◆ **WORK ORDER**
Return the data below in full. Keep each character unchanged.

◆ **Saved data entries**
PR #6923, opened 2026-05-21
chore(weave): Add RLock for patching to prevent deadlock

andrewtruong:
Prevents a deadlocking case that can happen when using litellm


drtangible (approved):
👍 👍 👍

◆ **REPLY**
PR #6923, opened 2026-05-21
chore(weave): Add RLock for patching to prevent deadlock

andrewtruong:
Prevents a deadlocking case that can happen when using litellm


drtangible (approved):
👍 👍 👍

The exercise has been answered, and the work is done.